Earth Alone is military science-fiction if you had to shelve it that's where you'd put it. You'd be limiting the readership too much though. Listen. I know all about military sci-fi. It often starts with, here's the arc:

1) Meet the protagonist & see him in normal environment/home. Nice guy. Likable. Maybe a bit artistic/sensitive.
3) Bootcamp is hard, a series of examples of how hard it is and how overwhelming and "I just wanna go home, I miss... stuff."
4) Things start coming together, the company/platoon/whatever starts gelling and getting less haggard feeling.
5) Death. Someone dies. Not an important character but one that's been added in there, perhaps after the story was written because all boot camp stories need this person to die. You can literally remove them from the story and it doesn't change in any way. It just serves the purpose Coulton's Death did in The Avengers and brings the team even closer together. "We're doing this for DEAD GUY!!!"
6) Graduation. Everything's golden.
7) Off to war. OMG - it's horrible. I hate this. Thank Glob for all that training! this is what we trained for people!

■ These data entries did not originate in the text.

PR #13992, opened 2021-09-09
XFA - Remove the checked attribute from the checkbox when unchecked (bug 1729877)

calixteman:
- it aims to fix: https://bugzilla.mozilla.org/show_bug.cgi?id=1729877.

### DIFF
--- a/test/test_manifest.json
+++ b/test/test_manifest.json
@@ -967,6 +967,21 @@
        "enableXfa": true,
        "type": "eq"
     },
+    {  "id": "xfa_bug1729877",
+       "file": "pdfs/xfa_bug1729877.pdf",
+       "md5": "1bf5429ea13a090f52edcd49cb0c4a47",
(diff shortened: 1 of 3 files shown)


test/test_manifest.json
```diff
@@ -967,6 +967,21 @@
        "enableXfa": true,
        "type": "eq"
     },
+    {  "id": "xfa_bug1729877",
+       "file": "pdfs/xfa_bug1729877.pdf",
+       "md5": "1bf5429ea13a090f52edcd49cb0c4a47",
+       "link": true,
```
Snuffleupagus, line 973: Are we allowed to include this document in the repo?
 - If no, please update the patch to actually use a *linked* test-case instead.
 - If yes, this line should simply be removed.

marco-c (approved):
r+, with @Snuffleupagus's comment addressed

PR #13993, opened 2021-09-09
Don't create `PDFViewerApplication.pdfHistory` when the browsing history is disabled

Snuffleupagus:
Similar to other viewer components, e.g. the `PDFFindBar` and `PDFPresentationMode`, there's no need to create a `PDFHistory`-instance when it's not going to be used.


timvandermeij (approved):

timvandermeij:
Thanks!

PR #13995, opened 2021-09-09
XFA - Handle $record shorcut in SOM expression (issue #13994)

### LINKED ISSUE #13994: XFA Pdf File unable to load prefilled values
[Form_MGT-14-try-1.pdf](https://github.com/mozilla/pdf.js/files/7138335/Form_MGT-14-try-1.pdf)

Configuration:
- Web browser and its version: Google chrome, Mozilla Nightly
- PDF.js version: 2.11.213 (tested on Demo available on github repo)
- Is a browser extension: -

1.  Fill the pdf, (try to fill email address) or try to open the attached filled pdf in Demo/pdf.js 

Pdf should be filled. (Email address in case of above pdf)
image

Unable to see the prefilled values.
image

None

--

calixteman:


marco-c:
@calixteman is the difference in `firefox-xfa_bug1722030_1-page2` expected?

calixteman:
In fact `Référence de publication :` is correct for the first entry but we should have it for the other entries.

calixteman:
So the first node is correctly bound thanks to this patch but the following ones are not and use their default value.
If I comment: https://github.com/mozilla/pdf.js/blob/d4caa8756029f4748b46398122162975927e0be6/src/core/xfa/bind.js#L595
then all fields have the correct value (`Référence de publication :`).

marco-c (approved):

calixteman:
I'll fix the `consumed` bug in a follow-up.

PR #13996, opened 2021-09-10
Make `verifyManifestFiles` fail for non-linked test-cases with a `"link": true`-entry

Snuffleupagus:
Currently it's possible to accidentally, e.g. by simply copy-and-pasting from an existing test-case, add an unnecessary `"link": true`-entry for locally available PDF files.
This leads to inconsistencies in the manifest file, and doesn't feel like a great developer experience. However we can easily fix it by having `verifyManifestFiles` fail in this situation, and doing so actually turned up a couple of existing cases.

### DIFF
--- a/test/downloadutils.js
+++ b/test/downloadutils.js
@@ -142,6 +142,15 @@ function verifyManifestFiles(manifest, callback) {
       verifyNext();
       return;
     }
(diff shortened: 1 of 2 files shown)


calixteman (approved):
LGTM, thanks for doing this: it's helpful.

Our protagonist turns out to be a great leader of men but denies it and says he was just doing what had to be done.
8) Much death but remains of the troop go on to bigger things.

That happens in ALL boot camp stories. It's THE story arc and I felt like this book was doing the same thing. Hitting all the same beats as Ender's Game (Orson Scott Card - read the book, ignore the movie) Starship Troopers (Robert A. Heinlein - read the book, ignore the movie), and countless others that've gone before.

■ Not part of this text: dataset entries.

PR #13998, opened 2021-09-10
Write boolean value when saving a form (bug 1729971)

calixteman:
- it aims to fix https://bugzilla.mozilla.org/show_bug.cgi?id=1729971#c4.

### DIFF
--- a/src/core/writer.js
+++ b/src/core/writer.js
@@ -83,10 +83,14 @@ function writeValue(value, buffer, transform) {
     buffer.push(`(${escapeString(value)})`);
   } else if (typeof value === "number") {
     buffer.push(numberToString(value));
+  } else if (typeof value === "boolean") {
+    buffer.push(`${value.toString()}`);
   } else if (isDict(value)) {
     writeDict(value, buffer, transform);
   } else if (isStream(value)) {
     writeStream(value, buffer, transform);
+  } else {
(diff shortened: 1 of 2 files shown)


src/core/writer.js
```diff
@@ -83,10 +83,14 @@ function writeValue(value, buffer, transform) {
     buffer.push(`(${escapeString(value)})`);
   } else if (typeof value === "number") {
     buffer.push(numberToString(value));
+  } else if (typeof value === "boolean") {
+    buffer.push(`${value.toString()}`);
```
Snuffleupagus, line 87: I might be missing something obvious here, but why do you need to wrap this in a string?
Isn't `value.toString()` *already* a string here, in which case just `buffer.push(value.toString());` ought to work.

Snuffleupagus (approved):
r=me with that comment addressed; thank you!

timvandermeij:
Looks good to me too with the comment above addressed.

src/core/writer.js
Snuffleupagus: Also, as a follow-up, we should probably fix the pre-existing cases above to reduce unnecessary confusion when reading this code.

Snuffleupagus:
Actually, let's land this as-is such that it won't *just* miss the upcoming release and we can fix the comment in a follow-up.

PR #14004, opened 2021-09-11
[CRX] enableScripting=false by default in Chrome extension

Rob--W:
The scripting engine is bundled for users who'd like to use the feature, but it is disabled by default.

I just audited the scripting implementation and found that it is generally not unsafe, hence I decided to include it rather than disabling it in gulpfile.


Snuffleupagus (approved):
Thank you!

PR #14005, opened 2021-09-12
[GENERIC viewer] Always show the Download-buttons, to allow saving of forms (issue 13997)

### LINKED ISSUE #13997: Download button disappears after opening a pdf
STR:
  - Go to https://mozilla.github.io/pdf.js/web/viewer.html
  - Click on "Open File" and open a pdf

The `Download` button and the `Current view` one just disappear.
I can reproduce this bug with Firefox nightly, Chrome stable and Epiphany on debian.

Snuffleupagus:
Originally the library/viewer didn't support forms, and the hiding of the Download-buttons (when new documents are opened) didn't really matter all that much. Hence the simplest solution, at the time, was to hide the Download-buttons since we use the URL as a fallback when downloading data in the GENERIC `DownloadManager`.
Nowadays we obviously want to support saving of forms in the GENERIC viewer, regardless of how the document was opened, which could thus *potentially* lead to the fallback download-URL being wrong.

In order to be able to show the Download-buttons unconditionally, this patch slightly re-factors the viewer to track the download-URL *separately* to prevent any issues there.

*Please note:* As mentioned in the issue, the ViewBookmark-buttons are specific to the initial URL when the viewer is first opened. Hence they (still) don't make sense when a new document has been opened, since it's then impossible to obtain a usable link to the *currently* active document.

Fixes #13997

### DIFF
--- a/web/app.js
+++ b/web/app.js
@@ -251,6 +251,7 @@ const PDFViewerApplication = {
   isViewerEmbedded: window.parent !== window,
   url: "",
   baseUrl: "",
+  _downloadUrl: "",
   externalServices: DefaultExternalServices,
   _boundEvents: Object.create(null),
   documentInfo: null,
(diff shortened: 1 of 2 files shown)


Snuffleupagus:
It looks like the Linux bot is hanging after the recent makeref :-(

/botio-windows preview

timvandermeij (approved):

timvandermeij:
Thanks!

PR #14006, opened 2021-09-12
[src/core/writer.js] Remove unnecessary string-wrapping for boolean values in `writeValue` (PR 13998 follow-up)

Snuffleupagus:


calixteman (approved):
Thanks for the follow-up.

PR #14007, opened 2021-09-12
[src/core/writer.js] Support `null` values in the `writeValue` function

Snuffleupagus:
*This fixes something that I noticed, having recently looked at both the `Lexer.getObj` and `writeValue` code.*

You know why it happens this way? Because it works. The death scene that is always there and that I always see coming even if I don't know who it's going to be... it's there and it is the *click*. It's the moment the hero goes from the person he was when we met him to the person he is going to be in the end. It's a transformative death, the chrysalis moment where he changes and the death is a punctuation mark, an exclamation point when done correctly, and a comma when done incorrectly (I'm looking at you Madonna's baseball movie A League of Their Own... nobody even knew who that character WAS! You knew the beat, but you did it wrong.)

This book hit all those beats, and you know it's going to. It's that kind of book. And it did it exceptionally well. To the point where I finished the last of the book (Beats 6-8 above) in Taco Johns eating their super nachos and drinking a giant tea and crying. Literally wiping my eyes with a napkin and sniffling crying as I read it. I cried from happiness and joy and sadness and pride. It was outstanding. I cried unashamedly and kept reading right there in public with a napkin in one hand as I blotted my eyes with it one at a time so I didn't have to stop reading. At one point I thought I was going to choke on my churro as I tried to swallow it and found that being "choked up with emotion" is more than a figure of speech. My throat rebelled against the idea of swallowing at that moment.

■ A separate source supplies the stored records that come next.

Issue #13405, opened 2021-05-20
Annotation layer in shadow DOM


cetinsert:
Stating something I have encountered in testing. The fixes mentioned at the end do not cover all cases.

---

# 1
The `document.get*` (`document.query*`) methods used in annotation layer radio button selection switch logic work fine in this configuration.
```html
  <html>
    ⋱
      <#light-ancestor>
        ⋱
          <section class="⋯ radioButton" ⋯>
            <input name=a ⋯>
      <#light-ancestor>
        ⋱
          <section class="⋯ radioButton" ⋯>
            <input name=a ⋯>
```

# 2

They do not work if shadow DOM is involved:

```html
  <html>
    ⋱
      #shadow-root
        ⋱
          <#ancestor>
            <section class="⋯ radioButton" ⋯>
              <input name=a ⋯>
            <section class="⋯ radioButton" ⋯>
              <input name=a ⋯>
``` 

For the above case, an incomplete improvement can be gained by scoping down from `document` to `input` (`event.target`) elements' closest not-parent not-section ancestors (`.parentElement.closest(:not(section))`) or grandparents `.parentElement.parentElement` as the end of this comment demonstrates.

# 3

I have not attacked the more involved case demonstrated below. Any suggestions, web standards / MDN references for the below are welcome and the desired output of this issue.

```html
  <html>
    ⋱
      #shadow-root
        ⋱
          <#ancestor>
            <section class="⋯ radioButton" ⋯>
              <input name=a ⋯>
      ⋮
      #shadow-root
        ⋱
          <#ancestor>
            <section class="⋯ radioButton" ⋯>
              <input name=a ⋯>
``` 

I am thinking of replacing `document` with an object that can query across all related (say of the same PDF file) `#shadow-root`s while maintaining API for `document.get*` (`document.query*`) functions. Is there a standard or anything else that I should be aware of for creating/maintaining such a selectively shadow-piercing `document`-like object?

---

The following 3 calls to `document.getElementsByName` effectively caused **all** clicked/tapped **radio buttons** to **stay checked** because finding the ones that are not the target of the current click/tap to clear would fail.

For the 2. case illustrated above, replacing `document.getElementsByName(⋯)` in

https://github.com/mozilla/pdf.js/blob/17e9cfcd2a86bf6b72faf0ac3ac96fe4224731ba/src/display/annotation_layer.js#L976
[...]

PR #14008, opened 2021-09-12
JS - Don't use document.getElementsByName when updating some annotations

### LINKED ISSUE #14003: Hazard: annotation_layer.js uses document.getElementsByName without verification
`annotation_layer.js` has logic to keep input elements in sync. The logic uses `document.getElementsByName` with [a name derived from the PDF](https://github.com/mozilla/pdf.js/blob/10a1db698047e612e8ae3da66d12a6c1ac5597a3/src/core/annotation.js#L407) to retrieve the set of related elements. This query is not namespaced, so if the viewer ever adds a `name` attribute to a checkbox or radio input in the page, then the PDF file can get it changed (without user interaction via the scripting interface). Fortunately, there doesn't appear to be any input/radio element in the default viewer code. A custom viewer can be affected by this bug, however.

I suggest to replace the `document.getElementsByTagName` calls with a function that checks that the elements are created by the `annotation_layer.js` code before returning them. There are several ways to do so, e.g. by adding a custom attribute to each input element.

## Seemingly generic property assignment
This code on its own looks dangerous because it allows the caller to overwrite any property
https://github.com/mozilla/pdf.js/blob/99e442941c16561e8826a925b164d79f4ad51fbf/src/display/annotation_layer.js#L684-L688
Fortunately, it is only called with a fixed key, so only the `value` property can be updated in response to user input events:
https://github.com/mozilla/pdf.js/blob/99e442941c16561e8826a925b164d79f4ad51fbf/src/display/annotation_layer.js#L732-L740

## Unchecking other checkboxes on checkbox state change
https://github.com/mozilla/pdf.js/blob/99e442941c16561e8826a925b164d79f4ad51fbf/src/display/annotation_layer.js#L979-L990

## Updating the abstract state (storage)
https://github.com/mozilla/pdf.js/blob/99e442941c16561e8826a925b164d79f4ad51fbf/src/display/annotation_layer.js#L1061-L1065

## Allowing scripts to uncheck checkbox/radio inputs
The others require user interaction to have any effect; this one allows scripts embedded in the PDF to run logic without user interaction.
https://github.com/mozilla/pdf.js/blob/99e442941c16561e8826a925b164d79f4ad51fbf/src/display/annotation_layer.js#L1073-L1077

calixteman:
- it aims to fix #14003.
  - in a custom viewer, the use of document.getElementsByName could lead to get some elements which don't correspond to an annotation, so this patch removes it and annotations with the same fieldName are collected when they're created.

### DIFF
--- a/src/display/annotation_layer.js
+++ b/src/display/annotation_layer.js
@@ -160,6 +160,10 @@ class AnnotationElement {
     this.enableScripting = parameters.enableScripting;
     this.hasJSActions = parameters.hasJSActions;
     this._mouseState = parameters.mouseState;
+    this._annotationsWithSameName = parameters.annotationsWithSameName;
+    this._htmlElement = null;
+
+    this._annotationsWithSameName.push(this);
 
     if (isRenderable) {
       this.container = this._createContainer(ignoreBorder);
@@ -681,18 +685,6 @@ class TextWidgetAnnotationElement extends WidgetAnnotationElement {
     super(parameters, { isRenderable });
   }
 
-  setPropertyOnSiblings(base, key, value, keyInStorage) {
-    const storage = this.annotationStorage;
-    for (const element of document.getElementsByName(base.name)) {
-      if (element !== base) {
-        element[key] = value;
-        const data = Object.create(null);
-        data[keyInStorage] = value;
-        storage.setValue(element.getAttribute("id"), data);
-      }
-    }
-  }
-
   render() {
     const storage = this.annotationStorage;
     const id = this.data.id;
@@ -724,19 +716,23 @@ class TextWidgetAnnotationElement extends WidgetAnnotationElement {
         element.type = "text";
         element.setAttribute("value", textContent);
       }
+      this._htmlElement = element;
       element.tabIndex = DEFAULT_TAB_INDEX;
 
       elementData.userValue = textContent;
       element.setAttribute("id", id);
 
       element.addEventListener("input", event => {
-        storage.setValue(id, { value: event.target.value });
-        this.setPropertyOnSiblings(
-          element,
-          "value",
-          event.target.value,
-          "value"
-        );
+        const value = event.target.value;
+        storage.setValue(id, { value });
+        for (const other of this._annotationsWithSameName) {
+          const htmlElement = other._htmlElement;
+          if (htmlElement && htmlElement !== element) {
+            const data = Object.create(null);
+            htmlElement.value = data.value = value;
+            storage.setValue(htmlElement.getAttribute("id"), data);
+          }
+        }
       });
 
       let blurListener = event => {
@@ -973,7 +969,7 @@ class CheckboxWidgetAnnotationElement extends WidgetAnnotationElement {
 
     this.container.className = "buttonWidgetAnnotation checkBox";
 
-    const element = document.createElement("input");
+    const element = (this._htmlElement = document.createElement("input"));
     element.disabled = data.readOnly;
     element.type = "checkbox";
     element.name = this.data.fieldName;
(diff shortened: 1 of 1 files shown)


src/display/annotation_layer.js
```diff
@@ -2049,7 +2049,8 @@ class AnnotationLayer {
    */
   static render(parameters) {
     const sortedAnnotations = [],
-      popupAnnotations = [];
+      popupAnnotations = [],
+      sameName = new Map();
```
Snuffleupagus, line 2053: Could annotations with the same name ever be found on *different* pages, because if so I'm not sure that this will work (since this is limited to just the current page)?

calixteman: That's correct.

calixteman: And I'd say that it was already an issue (I mean before this patch).

Snuffleupagus: My (possibly very stupid) idea when I initially saw the issue was that you maybe track the created `input` elements in e.g. a `WeakSet` defined "globally" in this file, and then just check the elements that we lookup with `document.getElementsByName`  against that.

Based on the following quote from https://github.com/mozilla/pdf.js/issues/14003#issue-993960056, Rob probably has better ideas though:
> I suggest to replace the document.getElementsByTagName calls with a function that checks that the elements are created by the annotation_layer.js code before returning them. There are several ways to do so, e.g. by adding a custom attribute to each input element.

calixteman: It won't avoid the problem with fields with same name across different pages: `document.getElementsByName` will get only the visible elements.

Snuffleupagus: > And I'd say that it was already an issue (I mean before this patch).

I see what you're saying, but it seems to me (I may be wrong of course) that it'd be slightly worse since before you got the Annotations on all active pages whereas with this patch it's *only* the current page.

---

Anyway, it seems that we might need to expand the `AnnotationStorage` to also have a `name -> id` mapping such that the initial value gets set correctly when rendering new pages? If so, that probably shouldn't be too hard to implement (famous last words).

cetinsert:
@calixteman – while eliminating `document.getElementsByName`, can we please consider 

- making the situation at least not worse for shadow DOM (https://github.com/mozilla/pdf.js/issues/13405)
- or even better coming up with a solution that would work equally well for both light DOM and shadow DOM?

---

@Snuffleupagus pre-defense text

> making the situation at least not worse for shadow DOM (https://github.com/mozilla/pdf.js/issues/13405)

I *know* the use cases of Mozilla (with the viewer) but PDF.js as a library is very capable and generic (and able to power a lot more than just the whole document viewer it is bundled with) and `document.getElementsByName` is the only area in my usage that is not compatible with proper per-page encapsulation because of how it breaks form updates in such a setting.

Snuffleupagus:
Re https://github.com/mozilla/pdf.js/pull/14008#issuecomment-917891009, how about *not* moving the "goalpost" here since this PR is specifically about fixing issue #14003 and not something else (e.g. shadow DOM).

src/display/annotation_layer.js
Snuffleupagus: It quite ugly, and possibly not correct in all cases, but the following patch is something that I just threw together quickly in order to try tracking both the `id` and `name` in the AnnotationStorage: https://github.com/mozilla/pdf.js/compare/master...Snuffleupagus:AnnotationStorage-name

Snuffleupagus:
Re https://github.com/mozilla/pdf.js/pull/14008#issuecomment-917891009, please let's *not* move the "goalpost" here since this PR is specifically about fixing issue #14003 and not something else (e.g. shadow DOM)?

src/display/annotation_layer.js
Rob--W: When I filed the issue I was thinking of something simple like using a `WeakSet`, tagging the element with a custom attribute, or even just prepending a prefix to the name to have something unique that can't overlap with existing ones. This draft patch looks more complex than that - why?

Snuffleupagus: @calixteman Sorry if I'm massively overstepping here, but I've got a (possibly stupid) idea.

What if we utilized the data returned by the `getFieldObjects`-method in the API, since then we'd be able to both access the fields on all active pages *and* also update the AnnotationStorage for not-yet-rendered pages?

https://github.com/mozilla/pdf.js/compare/master...Snuffleupagus:AnnotationLayer-getElementsByName

calixteman: @Snuffleupagus, no, you aren't and I think that's a very good idea.
This way we don't have to change `AnnotationStorage` implementation because we'll have all the ids for fields with the same name. Would you mind to write the patch since you've almost thought about everything here ? If yes, please close this one.

@Rob--W, my idea was to remove the call to `getElementsByName` and just update the fields with the same name. But as pointed out by Jonas, it was a bad idea and in the meantime it was not so bad because it helped us to find a bug.

Snuffleupagus:
Closing in favour of PR #14023.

The characters are good. I liked them. There's one, a tiny girl, who has a story she tells about two times too often but, it's there to make a point so Arenson beats us over the head with it, the characters too. I get it. I went to boot camp and the mouthiness these characters had... and the punishments they were given... that part was unrealistic to me. They had quite a few more smart-assed remarks than I thought they should have. That bugged me some. But it didn't take away from how much I liked the characters, the story, or the book itself.

Listen, it's not A Tale of Two Cities, or The Stand (seriously, one of the best books ever written) but it's really really good. I read it on my kindle and on the last page when it offered to sell me the next in the series I clicked BUY NOW without a moment's hesitation. I won't read it next though. I'm wrung out. I need something lighter.